The order indicates that the state “frankly admits” that it will not be able to obtain the drug before the date of execution. In the end, the court ruled that no enforcement notice can be issued until the drugs are available.

In a request to suspend execution in the United States District Court, Sigmon’s lawyers argued that the state “hid” what the methods of execution entail.

Prosecutors argued that the state would not share the origin or nature of any lethal drugs or protocol for administering them, which leaves safeguards in doubt “to prevent a torturous and unconstitutional death by lethal injection”.

The lawyers argued that the state did not provide any information that would ensure the use of the electric chair would not raise the “spectrum of excruciating pain” and the “certainty of cooked brains and bloated bodies” that other jurisdictions have cited to govern the unconstitutional method.

Federal pressure for executions is unlikely to affect Dylann's roof in the short term

The circumstances surrounding the murders were set out in the United States 4th Circuit Court of Appeal’s denial of its last avenue to overturn its 2002 death sentence and sentence.

In 2001, Sigmon’s girlfriend, Rebecca Barbare, ended their three-year relationship. The two lived together in a trailer in Greenville County, behind the home of their parents, David and Gladys Larke.

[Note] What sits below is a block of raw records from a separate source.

PR #45, opened 2019-01-03
portal info: better symbol for close button

johnd0e:
╳ `&#9597;`
✕ `&#10005;`
✖ `&#10006;`
❌ `&#10060;`
❎ `&#10062;` (proposed in the PR)

Sources:
https://en.wikipedia.org/wiki/X_mark
http://xahlee.info/comp/unicode_crosses.html

### DIFF
--- a/code/portal_detail_display.js
+++ b/code/portal_detail_display.js
@@ -98,12 +98,12 @@ window.renderPortalDetails = function(guid) {
       
       $('<h3>').attr({class:'title'}).text(title),
 
-      $('<span>').attr({
-        class: 'close',
-        title: 'Close [w]',
-        onclick:'renderPortalDetails(null); if(isSmartphone()) show("map");',
-        accesskey: 'w'
-      }).text('X'),
+      $('<span>', {class: 'close', title: 'Close [w]', accesskey: 'w' })
+        .click(function() {
+          renderPortalDetails(null);
+          if (isSmartphone()) { show('map'); }
+        })
+        .text('❎'), // .html('&#10062')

After Barbare moved into his parents’ home after the separation, Sigmon became angry and conspired with an acquaintance to wait until his ex-girlfriend left to take his children to school to tie up his parents and “catch her” “when she returned.

Sigmon pulled a baseball bat out from under his trailer, went into the house and after Larke told his wife to get a gun, Sigmon beat his parents to death.

When Barbare returned, Sigmon forced her into a car and took her away with his father’s gun. Barbare got out of the car and Sigmon stopped, got out, chased and shot her.

She survived.

After a 10-day manhunt, Sigmon was captured in Tennessee.

Jeffrey Motts, sentenced to death in 2007 for killing a fellow inmate at the Perry Correctional Institution, was the last inmate to be executed in 2011.